+++ Source material
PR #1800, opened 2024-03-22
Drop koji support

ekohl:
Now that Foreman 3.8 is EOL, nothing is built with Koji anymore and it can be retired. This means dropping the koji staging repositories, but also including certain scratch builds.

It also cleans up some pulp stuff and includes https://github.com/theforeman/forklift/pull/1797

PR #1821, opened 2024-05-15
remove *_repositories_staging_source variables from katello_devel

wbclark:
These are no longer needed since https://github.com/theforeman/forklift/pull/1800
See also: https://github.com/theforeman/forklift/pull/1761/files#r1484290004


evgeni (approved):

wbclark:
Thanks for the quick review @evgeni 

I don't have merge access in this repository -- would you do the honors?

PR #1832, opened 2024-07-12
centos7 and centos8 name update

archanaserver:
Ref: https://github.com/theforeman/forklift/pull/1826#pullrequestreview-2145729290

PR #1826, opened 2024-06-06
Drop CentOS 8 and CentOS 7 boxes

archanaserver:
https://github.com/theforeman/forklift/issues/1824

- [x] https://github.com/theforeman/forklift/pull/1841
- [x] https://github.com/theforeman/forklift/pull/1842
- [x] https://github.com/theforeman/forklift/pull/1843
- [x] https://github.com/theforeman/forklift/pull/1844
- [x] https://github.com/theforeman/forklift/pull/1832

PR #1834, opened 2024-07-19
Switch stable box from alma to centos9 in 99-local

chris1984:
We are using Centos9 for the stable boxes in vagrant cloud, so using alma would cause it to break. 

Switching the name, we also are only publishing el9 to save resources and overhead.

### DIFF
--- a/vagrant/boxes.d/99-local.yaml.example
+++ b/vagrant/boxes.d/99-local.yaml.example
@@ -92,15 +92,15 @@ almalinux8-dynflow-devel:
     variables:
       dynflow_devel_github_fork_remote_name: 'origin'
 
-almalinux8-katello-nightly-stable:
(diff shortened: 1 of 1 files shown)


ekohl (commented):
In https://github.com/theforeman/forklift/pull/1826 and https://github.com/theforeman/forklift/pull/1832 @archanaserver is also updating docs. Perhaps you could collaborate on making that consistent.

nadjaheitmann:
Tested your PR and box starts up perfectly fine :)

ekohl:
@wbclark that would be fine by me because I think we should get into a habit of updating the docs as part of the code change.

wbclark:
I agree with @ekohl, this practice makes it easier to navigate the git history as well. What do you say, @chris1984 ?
++++++
+++ Source material
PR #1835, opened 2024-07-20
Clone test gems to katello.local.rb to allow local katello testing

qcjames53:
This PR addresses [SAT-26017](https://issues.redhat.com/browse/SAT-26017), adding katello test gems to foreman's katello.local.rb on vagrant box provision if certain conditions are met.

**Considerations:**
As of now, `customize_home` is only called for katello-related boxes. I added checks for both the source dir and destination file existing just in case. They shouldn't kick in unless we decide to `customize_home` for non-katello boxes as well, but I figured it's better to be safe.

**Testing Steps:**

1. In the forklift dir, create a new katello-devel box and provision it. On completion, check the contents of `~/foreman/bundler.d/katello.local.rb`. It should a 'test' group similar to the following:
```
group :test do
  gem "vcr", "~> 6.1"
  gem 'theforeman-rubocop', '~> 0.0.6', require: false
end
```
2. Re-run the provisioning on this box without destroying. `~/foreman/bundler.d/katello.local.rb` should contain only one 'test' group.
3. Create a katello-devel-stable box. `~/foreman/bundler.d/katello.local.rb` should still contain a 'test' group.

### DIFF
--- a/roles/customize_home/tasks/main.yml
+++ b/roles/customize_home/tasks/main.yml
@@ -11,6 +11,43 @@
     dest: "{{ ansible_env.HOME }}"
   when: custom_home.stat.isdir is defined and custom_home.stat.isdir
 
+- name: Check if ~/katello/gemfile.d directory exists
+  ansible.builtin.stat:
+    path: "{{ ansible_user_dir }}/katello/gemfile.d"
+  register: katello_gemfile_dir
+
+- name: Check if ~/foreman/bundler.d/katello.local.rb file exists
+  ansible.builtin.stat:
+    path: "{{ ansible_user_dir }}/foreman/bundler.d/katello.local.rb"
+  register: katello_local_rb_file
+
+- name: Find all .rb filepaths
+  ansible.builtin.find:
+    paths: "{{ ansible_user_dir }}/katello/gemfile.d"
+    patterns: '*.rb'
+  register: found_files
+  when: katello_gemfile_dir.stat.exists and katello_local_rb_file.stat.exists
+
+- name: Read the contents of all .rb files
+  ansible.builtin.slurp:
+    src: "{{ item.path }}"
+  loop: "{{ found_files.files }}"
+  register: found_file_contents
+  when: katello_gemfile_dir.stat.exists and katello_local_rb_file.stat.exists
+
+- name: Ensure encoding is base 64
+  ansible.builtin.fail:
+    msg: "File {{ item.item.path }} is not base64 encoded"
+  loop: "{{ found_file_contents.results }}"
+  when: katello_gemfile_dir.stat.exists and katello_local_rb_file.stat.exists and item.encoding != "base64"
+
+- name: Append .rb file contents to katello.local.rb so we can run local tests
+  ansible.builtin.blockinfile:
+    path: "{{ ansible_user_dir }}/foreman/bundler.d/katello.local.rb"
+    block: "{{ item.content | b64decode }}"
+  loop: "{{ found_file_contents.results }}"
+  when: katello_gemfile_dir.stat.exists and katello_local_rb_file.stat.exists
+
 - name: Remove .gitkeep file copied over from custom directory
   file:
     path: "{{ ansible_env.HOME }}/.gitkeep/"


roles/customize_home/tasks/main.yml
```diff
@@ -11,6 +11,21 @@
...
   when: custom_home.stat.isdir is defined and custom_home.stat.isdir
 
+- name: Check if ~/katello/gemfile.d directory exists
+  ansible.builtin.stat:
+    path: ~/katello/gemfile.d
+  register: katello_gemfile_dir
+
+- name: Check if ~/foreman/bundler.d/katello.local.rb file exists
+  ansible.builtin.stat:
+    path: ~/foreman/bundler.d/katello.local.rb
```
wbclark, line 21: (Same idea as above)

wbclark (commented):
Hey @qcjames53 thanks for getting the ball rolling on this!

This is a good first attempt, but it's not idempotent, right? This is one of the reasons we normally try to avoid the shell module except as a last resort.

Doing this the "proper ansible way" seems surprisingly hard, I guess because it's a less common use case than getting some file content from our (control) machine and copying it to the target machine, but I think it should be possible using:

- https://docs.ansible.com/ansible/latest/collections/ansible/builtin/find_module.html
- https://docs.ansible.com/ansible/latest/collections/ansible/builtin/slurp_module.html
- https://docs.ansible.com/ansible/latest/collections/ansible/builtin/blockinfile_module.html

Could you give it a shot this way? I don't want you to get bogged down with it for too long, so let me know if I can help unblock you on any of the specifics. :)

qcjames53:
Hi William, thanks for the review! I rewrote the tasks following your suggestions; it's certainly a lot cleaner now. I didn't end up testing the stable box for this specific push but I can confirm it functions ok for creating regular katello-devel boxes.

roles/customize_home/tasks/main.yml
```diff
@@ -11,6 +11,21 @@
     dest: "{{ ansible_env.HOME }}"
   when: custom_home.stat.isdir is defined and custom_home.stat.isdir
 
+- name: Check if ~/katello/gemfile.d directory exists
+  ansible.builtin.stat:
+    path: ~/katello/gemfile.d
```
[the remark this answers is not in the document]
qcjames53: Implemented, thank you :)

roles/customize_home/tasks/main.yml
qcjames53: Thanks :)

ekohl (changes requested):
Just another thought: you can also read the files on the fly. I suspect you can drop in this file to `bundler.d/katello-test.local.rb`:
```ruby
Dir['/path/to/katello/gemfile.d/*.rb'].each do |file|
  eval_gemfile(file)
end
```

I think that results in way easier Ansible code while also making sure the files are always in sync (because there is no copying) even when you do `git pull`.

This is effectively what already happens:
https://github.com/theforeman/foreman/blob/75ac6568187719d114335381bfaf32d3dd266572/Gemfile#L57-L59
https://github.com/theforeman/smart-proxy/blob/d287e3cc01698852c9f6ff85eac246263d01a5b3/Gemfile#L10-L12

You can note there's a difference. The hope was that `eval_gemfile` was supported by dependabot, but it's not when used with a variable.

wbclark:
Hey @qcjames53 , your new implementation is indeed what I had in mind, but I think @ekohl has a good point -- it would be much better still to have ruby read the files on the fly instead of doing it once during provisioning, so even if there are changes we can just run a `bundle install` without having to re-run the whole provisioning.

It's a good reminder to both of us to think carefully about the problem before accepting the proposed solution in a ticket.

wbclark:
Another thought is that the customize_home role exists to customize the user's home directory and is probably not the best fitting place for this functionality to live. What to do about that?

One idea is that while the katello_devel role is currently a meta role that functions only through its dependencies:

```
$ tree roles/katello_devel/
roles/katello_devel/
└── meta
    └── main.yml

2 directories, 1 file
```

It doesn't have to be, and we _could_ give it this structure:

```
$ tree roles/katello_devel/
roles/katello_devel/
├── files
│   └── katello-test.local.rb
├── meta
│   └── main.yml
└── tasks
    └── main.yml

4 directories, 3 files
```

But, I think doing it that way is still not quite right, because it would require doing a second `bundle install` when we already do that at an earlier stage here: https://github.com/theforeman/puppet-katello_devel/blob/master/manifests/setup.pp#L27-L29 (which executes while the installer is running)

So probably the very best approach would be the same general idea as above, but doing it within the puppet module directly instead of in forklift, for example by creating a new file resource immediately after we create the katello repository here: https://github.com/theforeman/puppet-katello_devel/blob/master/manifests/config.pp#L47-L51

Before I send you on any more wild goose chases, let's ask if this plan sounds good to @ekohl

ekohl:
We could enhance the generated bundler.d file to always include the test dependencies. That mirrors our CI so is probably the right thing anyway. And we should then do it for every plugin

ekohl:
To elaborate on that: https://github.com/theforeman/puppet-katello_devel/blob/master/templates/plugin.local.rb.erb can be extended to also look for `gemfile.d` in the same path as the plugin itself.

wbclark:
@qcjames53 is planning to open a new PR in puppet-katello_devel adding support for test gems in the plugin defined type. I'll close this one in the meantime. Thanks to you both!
++++++
Please give an exact copy of the entries above, from the line with "PR #1834, opened 2024-07-19" down to the line with "I agree with", inclusive, and nothing else.

PR #1834, opened 2024-07-19
Switch stable box from alma to centos9 in 99-local

chris1984:
We are using Centos9 for the stable boxes in vagrant cloud, so using alma would cause it to break. 

Switching the name, we also are only publishing el9 to save resources and overhead.

### DIFF
--- a/vagrant/boxes.d/99-local.yaml.example
+++ b/vagrant/boxes.d/99-local.yaml.example
@@ -92,15 +92,15 @@ almalinux8-dynflow-devel:
     variables:
       dynflow_devel_github_fork_remote_name: 'origin'
 
-almalinux8-katello-nightly-stable:
(diff shortened: 1 of 1 files shown)


ekohl (commented):
In https://github.com/theforeman/forklift/pull/1826 and https://github.com/theforeman/forklift/pull/1832 @archanaserver is also updating docs. Perhaps you could collaborate on making that consistent.

nadjaheitmann:
Tested your PR and box starts up perfectly fine :)

ekohl:
@wbclark that would be fine by me because I think we should get into a habit of updating the docs as part of the code change.

wbclark:
I agree with @ekohl, this practice makes it easier to navigate the git history as well. What do you say, @chris1984 ?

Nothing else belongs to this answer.